広島に拠点を置き、由美ちゃんたちと3年間戦っている社内公認の悪役アイドル、ウイング団。
しかし、悪役だからといって全く良いことをしていないわけではありません。仕事をやるときはやる、勉強も全力、由美ちゃんたちとも仲良くやるときはやっています。
そんな中、私、高海千歌はそのウイング団に呼び出されました。
私「こんにちはのぶにゃん」
のぶにゃん「千歌さんこんにちは」
私「今日は私に用があるみたいだったんだけど…」
みおぴょん「私からよ。実は今日、絶望の踏切の除霊を行いたいの」
私「いきなりどうしたの?」
みおぴょん「昔、私に妹がいたって話をしたかしら?」
私「聞いたことなかったけど…」
みおぴょん「これを話すと泣いちゃうけど…話すわね…」ポロポロ
私「えっ?」
〜※〜
私には2歳下の妹がいたの。名前は加藤
幼い頃から私と妹は仲が良かったし、お兄ちゃんと3人で良く遊んだものよ。
だけど…。
〜※〜
私「だけど?」
みおぴょん「妹が5歳のときに癌の診断がついたの。それも神経芽細胞腫だった」
私「えっ…」ウルウル
もうこの時点で泣きそう…。
〜※〜
その後まもなく手術が行われた。だけど全部は取り切れなかったの。
それでもリハビリを続けて次の年には元の生活に戻ることができた。
それからまた3人で過ごすことが多くなって、北海道とか名古屋、更には沼津にも行ったわ。
でも私が14歳になってまもなく悲劇が訪れたの。
〜※〜
私「えっ…?」
みおぴょん「今から話すわね…」
〜※〜
私が14歳になってまもなくのこと。真生が学校で倒れて救急搬送されたの。
そうしたら癌が再発していて、さらには肺にまで転移していた。
そして医師から余命1ヶ月と宣告された。
もう絶望でしかなかった。あと1ヶ月で妹を失うもの。
それでも毎日お見舞いに行ったわ。
その結果夏になっても真生は生き延びた。
そして7月のある日、私がお兄ちゃんと家に帰り着こうとしたとき、お母さんから真生が危篤だと電話が入って、すぐに病院に向かった。

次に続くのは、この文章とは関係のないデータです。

PR #597, opened 2026-01-06
Add KMS signer support for AWS, GCP, Azure, and file-based backends

### LINKED ISSUE #203: Cutsom raw signers
I use the term "raw signer" as per the description in https://github.com/sigstore/model-transparency/issues/172

We'd like to have raw signer instantiations for:
- KMS signer
- HSM / PKCS11 signers

SequeI:
#### Summary

This commit adds support for signing models using Key Management Service (KMS) providers through KMS URIs. The implementation follows the same pattern as the existing PKCS11 signer, providing a consistent interface for raw signer instantiations. Only available provider for now is AWS.

- AWS KMS: `kms://aws/<key-id/key-arn>?region=<region>`

Closes #203 

Moved some testing resources and the check EC curve functions to not duplicate

```
❯ hatch run model_signing sign kms-key bert-base-uncased  \
  --kms_uri "kms://aws/arn:aws:kms:<>" \
  --signature model.sig
  
Found credentials in shared credentials file: ~/.aws/credentials
Signing succeeded

❯ hatch run model_signing verify key bert-base-uncased  \
  --public-key /aws-kms-pubkey.pem \
  --signature model.sig
  
Verification succeeded
```

##### Checklist

### DIFF
--- a/src/model_signing/_signing/sign_kms.py
+++ b/src/model_signing/_signing/sign_kms.py
@@ -1,0 +1,209 @@
+# Copyright 2025 The Sigstore Authors
+#
+# Licensed under the Apache License, Version 2.0 (the "License");
+# you may not use this file except in compliance with the License.
+# You may obtain a copy of the License at
+#
+#      http://www.apache.org/licenses/LICENSE-2.0
+#
+# Unless required by applicable law or agreed to in writing, software
+# distributed under the License is distributed on an "AS IS" BASIS,
+# WITHOUT WARRANTIES OR CONDITIONS OF ANY KIND, either express or implied.
+# See the License for the specific language governing permissions and
+# limitations under the License.
+
+import base64
+import hashlib
+from urllib.parse import parse_qs
+from urllib.parse import urlparse
+
+from cryptography.hazmat.primitives import hashes
+from cryptography.hazmat.primitives import serialization
+from cryptography.hazmat.primitives.asymmetric import ec
+from google.protobuf import json_format
+from sigstore_models import intoto as intoto_pb
+from sigstore_models.bundle import v1 as bundle_pb
+from sigstore_models.common import v1 as common_pb
+from typing_extensions import override
+
+from model_signing._signing import sign_ec_key as ec_key
+from model_signing._signing import sign_sigstore_pb as sigstore_pb
+from model_signing._signing import signing
+from model_signing._signing.sign_ec_key import _check_supported_ec_key
+
+
+class AWSKMSBackend:
+    """AWS KMS backend for signing with keys stored in AWS KMS."""
+
+    def __init__(self, key_id: str, region: str | None = None):
+        """Initializes the AWS KMS backend.
+
+        Args:
+            key_id: The AWS KMS key ID or ARN.
+            region: Optional AWS region. If not provided, uses default region.
+        """
+        try:
+            import boto3
+        except ImportError as e:
+            raise RuntimeError(
+                "AWS KMS support requires 'boto3'. "
+                "Install with 'pip install boto3'."
+            ) from e
+
+        self._key_id = key_id
+        self._kms_client = boto3.client("kms", region_name=region)
+        self._public_key = self._get_public_key()
+
+    def _get_public_key(self) -> ec.EllipticCurvePublicKey:
+        response = self._kms_client.get_public_key(KeyId=self._key_id)
+        public_key_der = response["PublicKey"]
+        public_key = serialization.load_der_public_key(public_key_der)
+        _check_supported_ec_key(public_key)
+        return public_key
+
+    def sign(self, digest: bytes) -> bytes:
+        response = self._kms_client.sign(
+            KeyId=self._key_id,
+            Message=digest,
+            MessageType="DIGEST",
+            SigningAlgorithm=(
+                "ECDSA_SHA_256"
+                if self._public_key.curve.name == "secp256r1"
+                else "ECDSA_SHA_384"
+                if self._public_key.curve.name == "secp384r1"
+                else "ECDSA_SHA_512"
+            ),
+        )
+        sig_bytes = response["Signature"]
+        return sig_bytes
+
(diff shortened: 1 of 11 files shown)


mihaimaruseac:
+1, let's only add the support here when there is a significant need for this.

It's for the same reason why #148 is still open, but because we haven't yet seen an actual demand to hash models while they are on remote blob storage we did not spend cycles to implement it.

mihaimaruseac:
Confirmed that there is a usecase for this

SequeI:
@mihaimaruseac Which provider is the use case for?

IMO, I can revise this PR to add support for that specific provider first, then when need arises we can increase KMS provider options.

mihaimaruseac:
Yesterday at the OMS meeting @ralphbean said that there is a need for this PR

Hayden-IO:
But for all KMS providers? If you don't have a good way to test support across all of these ecosystems, I would advise against proactively adding all of them.

mihaimaruseac:
Oh, that's true. Waiting on @ralphbean to suggest which of the providers is important

ralphbean:
I only have a concrete use case for the AWS one.

SequeI:
Reworked PR for AWS provider only, pipelines failing due to `get dangerous oidc token` action, not related to PR. We should fix/rework this sometime if possible, I have notice a lot of failures from this action

@ralphbean Let me know if this is what you had in mind, I tested via full ARN and worked fine.

src/model_signing/_signing/sign_kms.py
```diff
@@ -0,0 +1,209 @@
...
+            raise ValueError(
+                "AWS KMS URI must have format: kms://aws/<key-id-or-arn>"
+            )
+        key_id = "/".join(path_parts)
+        if key_id.startswith("arn:aws:kms:"):
+            arn_parts = key_id.split(":")
+            if len(arn_parts) != 6 or arn_parts[5].split("/")[0] != "key":
+                raise ValueError(
+                    "AWS KMS ARN must have format: "
+                    "arn:aws:kms:<region>:<account-id>:key/<key-id>"
```
ralphbean, line 119: The ARN validation here rejects valid AWS KMS ARNs:

1. Keys in `aws-cn` (China) and `aws-us-gov` (GovCloud) partitions — e.g. `arn:aws-cn:kms:...` — are rejected because only `arn:aws:kms:` prefix is checked.
2. Alias-based ARNs (`arn:aws:kms:region:account:alias/my-alias`) are rejected because only `key/` resource type is accepted.
3. The `elif "/" in key_id` branch also rejects alias ARNs that don't match the `arn:aws:kms:` prefix.

Consider relaxing the validation here — AWS KMS will validate the key ID/ARN authoritatively when the API call is made, so client-side validation that rejects valid inputs does more harm than good.

src/model_signing/_signing/sign_kms.py
```diff
@@ -0,0 +1,209 @@
...
+                if self._public_key.curve.name == "secp384r1"
+                else "ECDSA_SHA_512"
+            ),
+        )
+        sig_bytes = response["Signature"]
+        return sig_bytes
+
+    def get_public_key(self) -> ec.EllipticCurvePublicKey:
+        return self._public_key
+
```
ralphbean, line 82: The ternary chain here silently maps any unrecognized curve to `ECDSA_SHA_512`. Consider using a dict lookup instead — it's more readable, explicitly lists the supported mappings, and raises `KeyError` naturally for unrecognized curves:

```python
_CURVE_TO_ALGORITHM = {
    "secp256r1": "ECDSA_SHA_256",
    "secp384r1": "ECDSA_SHA_384",
    "secp521r1": "ECDSA_SHA_512",
}
# then: SigningAlgorithm=_CURVE_TO_ALGORITHM[self._public_key.curve.name]
```

tests/_signing/kms_test.py
```diff
@@ -0,0 +1,64 @@
...
+            _parse_kms_uri("kms://azure/vault/key")
+
+        with pytest.raises(ValueError, match="Unsupported KMS provider"):
+            _parse_kms_uri("kms://file/path/to/key.pem")
+
+        with pytest.raises(ValueError, match="AWS KMS URI must be either"):
+            _parse_kms_uri("kms://aws/key-id/extra")
+
+        with pytest.raises(ValueError, match="AWS KMS ARN must have format"):
+            _parse_kms_uri("kms://aws/arn:aws:kms:invalid")
```
ralphbean, line 64: The tests here only cover URI parsing. There are no tests for the actual signing path — no mocked `boto3` tests for `Signer` instantiation, `sign()`, or round-trip sign-and-verify.

Every other signer in this project (key, certificate, sigstore, pkcs11) has sign-and-verify round-trip tests in `tests/api_test.py`. Consider adding at minimum a unit test with mocked `boto3` that verifies the `Signer` can produce a valid `Signature` object that can be verified with the existing EC key `Verifier`.

src/model_signing/_signing/sign_kms.py
```diff
@@ -0,0 +1,209 @@
...
+        public_key = serialization.load_der_public_key(public_key_der)
+        _check_supported_ec_key(public_key)
+        return public_key
+
+    def sign(self, digest: bytes) -> bytes:
+        response = self._kms_client.sign(
+            KeyId=self._key_id,
+            Message=digest,
+            MessageType="DIGEST",
+            SigningAlgorithm=(
```
ralphbean, line 69: After retrieving the public key, consider also checking `response["KeyUsage"]` to verify the key is configured for signing (`SIGN_VERIFY`). AWS KMS keys can have `ENCRYPT_DECRYPT` usage — if one of those is passed here, the `sign()` call will fail later with an opaque AWS API error. An early check like:

```python
if response.get("KeyUsage") \!= "SIGN_VERIFY":
    raise ValueError(
        f"KMS key must have KeyUsage=SIGN_VERIFY, got {response.get('KeyUsage')}"
    )
```

would give a clear, actionable error message.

そして真生は最後に私に言ってくれた。私の笑顔が素敵だから見せ続けてほしいと。その言葉を最後に容態が急変し…、そのまま息を引き取った…。
〜※〜
きよっぴー「千歌さん…泣いてるわよ?」ボロボロ
私「そういうきよっぴーだって…」ポロポロ
のぶにゃん「本当にいい子だったのよ」ポロポロ
みおぴょん「でもそれで話は終わりじゃないわ…」
私「何かあったの?」
〜※〜
ほら、私が去年ある踏切で電車に跳ねられて右目の視力を失ったからその踏切を渡った人が呪われてきたって言うでしょ?
それなんだけど仲喜で終わりじゃなくて今度は名古屋市民の由美ちゃんにまで災難が降り掛かったの。
だから、こんな姿を天国の妹に見せられないから除霊したい。
〜※〜
みおぴょん「だけど1人じゃ不安だし、被害者代表として一緒に見に来て!!」
私「…うん。除霊して呪われなくなるなら私は付き合いたい」
こうして私は除霊に付き合うことになりました。
〜※〜
名古屋市瑞穂区、姥子踏切にて。みおぴょんは巫女服に着替え、除霊を始める。
私は摩訶般若波羅蜜多心経や舎利礼文を唱え続けることしかできなかった。
結果として除霊には成功。
みおぴょん「千歌さん…本当にありがとう。あなたがいてくれたおかげで除霊には成功した。この恩は一生忘れないわ」
私「こっちも本当にありがとう…だけどお願いがあるんだけど…」
みおぴょん「何よ」
私「他のメンバーたちも聞いてほしいんだけど…」
これはかねてからの願いだった。
私「千歌のことを『さん』ってつけないで呼んで?これからあなたたちのことは呼び捨てで呼ぶから」
きよっぴー「千歌ちゃん…これからもよろしくね」ポロポロ
私「うん。よろしくね。きよっぴー」
こうして敵役とも仲を深めることができたのでしたが…めでたいのかなぁ…?
次回もウイング団回になるかもしれません。